> _WHAT TO WORK ON_
Pull every line containing "should" from the data.

> _RAW DATA_
PR #1430, opened 2026-06-13
Queued offline updates

rwalker777:

Add detection when device is offline to local build and add a queue flag that triggers an OTA when the device wakes.

- fixes <link to issue>

## Types of changes

- [X] New feature (non-breaking change which adds functionality) — `new-feature`

## Frontend coordination

- [X] Companion frontend PR: esphome/device-builder-frontend#911

## Checklist

- [X] The code change is tested and works locally.
- [X] Pre-commit hooks pass (`ruff`, `codespell`, yaml/json/python checks).
- [X] Tests have been added or updated under `tests/` where applicable.
- [X] `components.index.json` / `definitions/components/*.json` have **not** been hand-edited (regenerate via `script/sync_components.py` if a sync is needed).
- [X] Architecture-level changes are reflected in `docs/ARCHITECTURE.md` and/or `docs/API.md`.


rwalker777:
Will submit frontend to show queued status and option to cancel.  Feedback appreciated.

esphbot (changes requested):

esphbot (changes requested):

rwalker777:
This is dependent on this ESPHome PR - https://github.com/esphome/esphome/pull/16358

esphbot (changes requested):

esphbot (changes requested):

rwalker777:
@codspeedbot fix this regression

esphbot (changes requested):

jesserockz:
Hi @rwalker777, Just commenting to let you know that this is a feature that we want. Please address the above bot comments and conflict and mark as ready for review and then someone will take a better look.

Jesse

rwalker777:
@jesserockz Understood, but we need this first.  Else we run the risk of bricking a device that goes back to sleep too quickly.
https://github.com/esphome/esphome/pull/16358.  I had pinged bdraco to review.  Will leave it to you guys, but I think it should default to 3 min or 5 min, I put it at zero so there was no behavior change...

rwalker777:
@jesserockz Took a stab at the frontend here, but could use some help - https://github.com/esphome/device-builder-frontend/pull/911.  The backend looks good.

esphome_device_builder/controllers/firmware/controller.py
```diff
@@ -69,11 +72,43 @@ def __init__(self, device_builder: DeviceBuilder) -> None:
...
+
+    def _handle_device_wake(self, event: Event) -> None:
+        """Intercept device wake to trigger queued updates and prevent flapping."""
+        if event.data["state"] != DeviceState.ONLINE.value:
+            return
+
+        config = event.data["configuration"]
+        device = self._device_for_configuration(config)
+
+        if device and getattr(device, "queued_update", False):
```
bdraco: getattr looks like an issue here

esphome_device_builder/controllers/firmware/controller.py
```diff
@@ -69,11 +72,43 @@ def __init__(self, device_builder: DeviceBuilder) -> None:
...
+            _LOGGER.info("Device %s woke up. Triggering queued offline update.", config)
+            if self._db.devices:
+                self._db.devices.set_queued_update(device.name, is_queued=False)
+
+            create_eager_task(self.upload(configuration=config, port="OTA"))
```
bdraco: check if this is a dangling task

esphome_device_builder/controllers/firmware/controller.py
```diff
@@ -166,6 +201,16 @@ async def upload(self, *, configuration: str, port: str = "", **kwargs: Any) ->
     async def clean(self, *, configuration: str, **kwargs: Any) -> FirmwareJob:
         return await clean_mod.clean(self, configuration=configuration)
 
+    @api_command("firmware/clear_queued_update")
+    async def clear_queued_update(self, *, configuration: str, **kwargs: Any) -> None:
+        """Manually clear the queued_update flag for a device."""
+        await self._validate_configuration_boundary(configuration)
+
+        device = self._device_for_configuration(configuration)
+        if device and getattr(device, "queued_update", False) and self._db.devices:
```
bdraco: getattr is a bit of a code smell here

esphome_device_builder/controllers/firmware/controller.py
esphbot: Agreed. `queued_update` now a declared `Device` field. `getattr(device, "queued_update", False)` default never fires; masks wiring bugs as no-ops. Same smell at `_device_for_configuration`'s `getattr(d, "configuration")`, `hasattr(self, "_state_monitor")`, and `getattr(job, "is_deferred_install", False)`. Use direct attribute access.

esphbot (changes requested):
Blocking issues found.

- Deferred install silently dropped if device wakes during compile
- queued_update cleared before OTA runs — failed flash loses the queue with no retry
- Per-event O(n) device scan on the DEVICE_STATE_CHANGED hot path

esphome_device_builder/controllers/firmware/controller.py
esphbot: Valid. Returned task unretained. Coroutine suspends at `_validate_configuration_boundary` await. GC can drop it mid-flight, install silently lost. Retain via `_db.create_background_task` or hold in a `set`, discard on done. Same at the `_execute_job` ONLINE branch.

esphome_device_builder/controllers/firmware/controller.py
esphbot: Agreed. `is_deferred_install` now declared on `FirmwareJob`. Default never fires. Masks wiring bugs as no-ops. Use `job.is_deferred_install`. Same smell remains at the upload-clear `getattr(device, "queued_update", False)`.

esphbot (changes requested):
Blocking issues found.

- Wake handler re-fires OTA on every flap, interrupting an in-flight flash
- Fire-and-forget OTA task is unretained — can be GC'd mid-flight

esphome_device_builder/controllers/devices/controller.py
```diff
@@ -337,6 +338,20 @@ def get_ota_address_cache_args(self, configuration: str, port: str | None) -> li
...
+    def set_queued_update(self, name: str, *, is_queued: bool) -> bool:
+        """Public API to mutate the queued update flag for a device."""
+        if self._state_monitor:
+            return self._state_monitor.apply_queued_update(name, is_queued=is_queued)
+        return False
+
+    def _on_queued_update_change(self, name: str, is_queued: bool) -> None:  # noqa: FBT001
+        """Handle offline queued update flag transitions and persist."""
+        for device in self.get_devices():
+            if device.name == name:
```
bdraco: nit: reverse condition and continue to save indent

esphome_device_builder/controllers/firmware/controller.py
```diff
@@ -68,12 +71,54 @@ def __init__(self, device_builder: DeviceBuilder) -> None:
...
+    def _device_for_configuration(self, configuration: str) -> Any | None:
+        """Resolve a Device by its configuration filename."""
+        if self._db.devices is None:
+            return None
+
+        # Direct, typed call. Test stubs must implement get_devices().
+        return next(
+            (d for d in self._db.devices.get_devices() if d.configuration == configuration),
+            None,
+        )
```
bdraco: nit: linear search should be avoided

esphome_device_builder/controllers/firmware/controller.py
```diff
@@ -68,12 +71,54 @@ def __init__(self, device_builder: DeviceBuilder) -> None:
...
+            return
+
+        config = event.data["configuration"]
+
+        if config not in self._armed_deferred_installs:
+            return
+
+        device = self._device_for_configuration(config)
+
+        if device and device.queued_update:
```
bdraco: nit: early return if there is nothing to do

esphome_device_builder/controllers/firmware/controller.py
```diff
@@ -166,6 +211,17 @@ async def upload(self, *, configuration: str, port: str = "", **kwargs: Any) ->
     async def clean(self, *, configuration: str, **kwargs: Any) -> FirmwareJob:
         return await clean_mod.clean(self, configuration=configuration)
 
+    @api_command("firmware/clear_queued_update")
+    async def clear_queued_update(self, *, configuration: str, **kwargs: Any) -> None:
+        """Manually clear the queued_update flag for a device."""
+        await self._validate_configuration_boundary(configuration)
+
+        device = self._device_for_configuration(configuration)
+        if device and device.queued_update and self._db.devices:
```
bdraco: nit: early return if there is nothing to do

esphome_device_builder/controllers/firmware/controller.py
```diff
@@ -388,6 +455,47 @@ async def _run_queue(self) -> None:
...
+        ):
+            device = self._device_for_configuration(job.configuration)
+            if device and device.queued_update and self._db.devices:
+                if job.status == JobStatus.COMPLETED:
+                    self._db.devices.set_queued_update(device.name, is_queued=False)
+                    self._armed_deferred_installs.discard(job.configuration)
+                else:
+                    # Attempt failed or got cancelled (e.g. by a manual
+                    # retry) while still queued — re-arm for the next wake.
+                    self._armed_deferred_installs.add(job.configuration)
```
bdraco: this logic is now very complex. It should get some named constants/frozenset and refactoring to reduce the complexity

esphbot (changes requested):
Blocking issues found.

- Armed deferred-install state is memory-only — lost on restart, defeating the persisted flag

esphome_device_builder/controllers/firmware/controller.py
rwalker777: This doesn't get called hundreds or thousands of times where it would matter right?

bdraco: Its avoidable though so we should fix it

esphbot: Correct. Not hot. Call gated behind `_armed_deferred_installs` membership check. Runs only when a deferred install is armed for that config — not per `DEVICE_STATE_CHANGED` event. Still avoidable though, see below.

esphbot: Agreed. `scanner.get_by_configuration` is already O(1) keyed — used in `firmware_sync.py:171,227`. Expose it on `DevicesController`, replace the `next(...)` scan. Conftest stub then implements `get_by_configuration` instead of `get_devices`.

esphome_device_builder/controllers/firmware/controller.py
esphbot: Addressed. Combined method split into `_handle_deferred_compile_completion` + `_handle_ota_upload_completion`. Terminal statuses now `_TERMINAL_UPLOAD_STATUSES` frozenset. Each branch single-concern.

esphbot (changes requested):
Blocking issues found.

- FirmwareController.stop() is never invoked — listener teardown is dead code

esphome_device_builder/controllers/firmware/controller.py
esphbot: Valid. `_handle_device_wake` already guard-clauses; collapse remaining nested checks the same way. Non-blocking.

esphome_device_builder/controllers/firmware/controller.py
esphbot: Valid. `clear_queued_update` can early-return on `not device or not device.queued_update`. Already structured that way — confirm no residual nesting.

esphome_device_builder/controllers/devices/controller.py
esphbot: `_on_queued_update_change` already uses `if device.name != name: continue`. Loop fans out across all name-matches by design (mDNS dedupe). No further reversal needed.

esphbot (changes requested):
Blocking issues found.

esphome_device_builder/controllers/firmware/controller.py
rwalker777: Feel free to tackle that one.

bdraco: https://github.com/esphome/device-builder/pull/1778

bdraco: Available once you merge in main. needs to be implemented here still

esphbot (changes requested):
Blocking issues found.

- Deferred install silently lost if the immediate OTA upload fails (online-at-compile-completion path)

esphbot (changes requested):
Blocking issues found.

- Deferred install silently lost when the online-at-compile-completion OTA upload fails

esphbot (approved):
No blocking issues found.

rwalker777:
At 917 lines this is SUPER done!  With a bow and cherry on top.  I feel the AI thinks it will *DIE* if it doesn't find SOMETHING on every review.  I even fixed documentation formatting... I don't even do that in my job!

esphome_device_builder/controllers/devices/controller.py
```diff
@@ -343,6 +344,21 @@ def get_ota_address_cache_args(self, configuration: str, port: str | None) -> li
             return []
         return self.get_address_cache_args(configuration)
 
+    def set_queued_update(self, name: str, *, is_queued: bool) -> bool:
+        """Public API to mutate the queued update flag for a device."""
+        if self._state_monitor:
+            return self._state_monitor.apply_queued_update(name, is_queued=is_queued)
+        return False
```
bdraco: Hmm.. maybe this should be by configuration and not name since thats the unique key.. Need to think about collisions here

esphome_device_builder/controllers/firmware/controller.py
```diff
@@ -119,8 +164,17 @@ async def start(self) -> None:
...
+        self._rehydrate_armed_deferred_installs()
         self._runner_task = self._db.create_background_task(self._run_queue())
 
+    def _rehydrate_armed_deferred_installs(self) -> None:
+        """Re-arm devices whose ``queued_update`` survived a restart."""
+        if self._db.devices is None:
+            return
+        for device in self._db.devices.get_devices():
+            if device.queued_update:
+                self._armed_deferred_installs.add(device.configuration)
```
bdraco: Need to check this linear search

esphome_device_builder/controllers/firmware/controller.py
```diff
@@ -213,6 +280,17 @@ async def install(
...
         await self._validate_configuration_boundary(configuration)
+
+        if port == "OTA":
+            device = self._device_for_configuration(configuration)
+            # Gated ONLY on OFFLINE, avoiding UNKNOWN startup states
+            if device and device.state == DeviceState.OFFLINE:
+                _LOGGER.info("Device %s is offline. Queuing compile-only job.", configuration)
+                build_source = self._resolve_install_source(force_local=True)
+                job = self._create_job(configuration, JobType.COMPILE, build_source=build_source)
+                job.is_deferred_install = True
```
bdraco, line 326: We should probably move `is_deferred_install` into `_create_job` so it has a single setter

esphome_device_builder/controllers/firmware/controller.py
```diff
@@ -383,6 +461,78 @@ async def _run_queue(self) -> None:
...
+        touch the offline-queue machinery just because the device happens to
+        also have ``queued_update`` set for an unrelated reason.
+        """
+        is_terminal_ota_upload = (
+            job.job_type == JobType.UPLOAD
+            and job.port == "OTA"
+            and job.status in _TERMINAL_UPLOAD_STATUSES
+        )
+        if not is_terminal_ota_upload:
+            return
```
bdraco: Might want to put this on job.XXX instead so we have it in one place

esphome_device_builder/controllers/firmware/controller.py
```diff
@@ -383,6 +461,78 @@ async def _run_queue(self) -> None:
...
+        path (``is_deferred_install``) does anything here — a plain compile,
+        or one that failed, has nothing to act on.
+        """
+        is_deferred_compile_success = (
+            job.job_type == JobType.COMPILE
+            and job.status == JobStatus.COMPLETED
+            and job.is_deferred_install
+        )
+        if not is_deferred_compile_success:
+            return
```
bdraco: Might want to put this on job.XXXX like the others so we have it in one place. need to think about it

esphome_device_builder/controllers/devices/controller.py
esphbot: Confirmed — real collision. Flag mutation keys on name; everything else (`_armed_deferred_installs`, wake handler, metadata store) keys on configuration. Two configs sharing an `esphome.name` (copy, `dashboard_import` sibling): `set_queued_update(device.name, ...)` fans out to both. Only the compiled config gets armed. Sibling shows queued, has no artifact, never flashes, never self-clears. Actual flash stays safe — wake handler uploads `event.data["configuration"]`, per-config. Harm limited to persisted/displayed flag on siblings. Fix: config-keyed apply path mirroring `get_by_configuration`, not the mDNS-style name fan-out (that pattern fits mDNS broadcasts, not a per-config firmware job).

esphbot (changes requested):
Blocking issues found.

- Queued-update flag keyed on name, not the unique configuration — sibling-config collision

esphome_device_builder/controllers/_device_state_monitor/controller.py
```diff
@@ -511,3 +530,14 @@ def get_cached_dns_addresses(self, host_name: str) -> list[str] | None:
...
+    def _find_device_by_configuration(self, configuration: str) -> Device | None:
+        """
+        Linear scan for the one device with this unique *configuration*.
+
+        No configuration-keyed index exists on the monitor (only the
+        name-keyed ``_get_devices_by_name``), and this path isn't hot
+        enough — one queued-update flip per completed compile — to
+        warrant adding one.
+        """
+        return next((d for d in self._get_devices() if d.configuration == configuration), None)
```
bdraco: need to see if we can avoid linear search here as well.

bdraco:
This feels like its just about ready.  Need to do functional testing with it

esphome_device_builder/controllers/_device_state_monitor/controller.py
esphbot: Confirmed avoidable. Caller `set_queued_update` already resolves the device O(1) via `scanner.get_by_configuration` (dict lookup). `apply_queued_update` then re-scans linearly only for the dedup check. Pass the resolved device in, or dedup in the caller — drops the scan entirely.

esphome_device_builder/controllers/firmware/controller.py
esphbot: Startup-only path. One pass over all devices at `start()`. No index avoids iterating each device once here. Cold, bounded — acceptable as-is.

esphome_device_builder/controllers/firmware/controller.py
esphbot: Already done. `_create_job` now takes `is_deferred_install` and sets `job.is_deferred_install`. Single setter.

esphome_device_builder/controllers/firmware/controller.py
esphbot: Already on the model. `is_terminal_ota_upload` is a property on `FirmwareJob`. Logic lives in one place.

esphome_device_builder/controllers/firmware/controller.py
esphbot: Already on the model. `is_deferred_compile_success` is a property on `FirmwareJob`. Consolidated with the other job predicates.

esphbot (changes requested):
Blocking issues found.

- Redundant linear device scan — caller already resolved the device O(1)

bdraco:
Brought this up to date with main through the rename decomposition (#1819): resolved the conflicts in models/firmware.py (both property sets kept) and the controller import block, and quieted the FBT001 ruff hit on _on_queued_update_change (the monitor's Callable contract forces the positional bool). Full suite (5764), mypy, and ruff are green locally; the offline-queue machinery and the rename chain stay disjoint since is_terminal_ota_upload only matches UPLOAD jobs with port OTA and rename tails carry the old device address in port. One edge worth a look while reviewing: a device with a queued update that gets renamed before it wakes leaves _armed_deferred_installs keyed on the old configuration, so the arm goes stale until a restart rehydrates from the migrated queued_update flag (or firmware/clear_queued_update).

esphbot (changes requested):
Blocking issues found.

bdraco:
All three review findings are addressed on the branch. d6d1bd8 removes _armed_deferred_installs entirely rather than re-keying it: Device.queued_update (which the rename migration already carries to the new filename) is the single arm state, the wake handler derives from it with an active-flash check as the flap guard, and the rehydrate step disappears since the persisted flag is the arm. The same commit collapses the set_queued_update round-trip — the dedup now happens in DevicesController.set_queued_update against the O(1)-resolved device, and the monitor's apply_queued_update, callback plumbing, and linear _find_device_by_configuration are gone (queued_update is dashboard-internal, not broadcast-driven, so it never belonged on the monitor). 320a278 fixes the stranded-arm loop: firmware/clean disarms the wiped configuration and firmware/reset_build_env disarms every armed device, so a clean-while-armed device no longer OTA-fails on every wake. Full suite, ruff, and mypy green.

esphbot (changes requested):
Blocking issues found.

- Flap re-entrancy window: wake handler can dispatch a second OTA that supersedes the first

bdraco:
Three more commits on the branch. 47e254f adds an e2e test (tests/e2e/test_offline_queue_wake.py) that stands up a real DeviceBuilder with an esp8266 config, fakes the esphome CLI with an argv recorder, installs while the device is OFFLINE, and drives a fake mDNS announcement through the production monitor path — asserting the deferred compile-only job, the armed flag, the wake-triggered upload argv (upload <config> --device OTA), and the flag clearing; all waits are event-driven off the bus, no polling. 6e5c2b6 closes the flap re-entrancy window from the last review: the wake now creates the UPLOAD job synchronously (bus listeners don't yield, so a flap's second wake sees it in active_jobs) and only the enqueue is deferred — no tracking set, no optimistic flag games. The same commit removes force_local from the deferred compile so it rides the normal remote-eligibility scheduler (a 40-minute local build on an HA Green vs minutes on a build server defeats having the firmware ready at wake), which required moving the completion handling onto a JOB_COMPLETED bus listener — pool-dispatched remote compiles never pass through the lane runner's _execute_job, so the old hook placement would have silently never armed a remote deferred build.

esphbot (approved):
No blocking issues found.

esphbot (approved):
No blocking issues found.

esphbot (approved):
No blocking issues found.

bdraco (approved):
Thanks @rwalker777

> _EXERCISE RESPONSE_
https://github.com/esphome/esphome/pull/16358.  I had pinged bdraco to review.  Will leave it to you guys, but I think it should default to 3 min or 5 min, I put it at zero so there was no behavior change...
bdraco: nit: linear search should be avoided
bdraco: this logic is now very complex. It should get some named constants/frozenset and refactoring to reduce the complexity
bdraco: Its avoidable though so we should fix it
bdraco: Hmm.. maybe this should be by configuration and not name since thats the unique key.. Need to think about collisions here
bdraco, line 326: We should probably move `is_deferred_install` into `_create_job` so it has a single setter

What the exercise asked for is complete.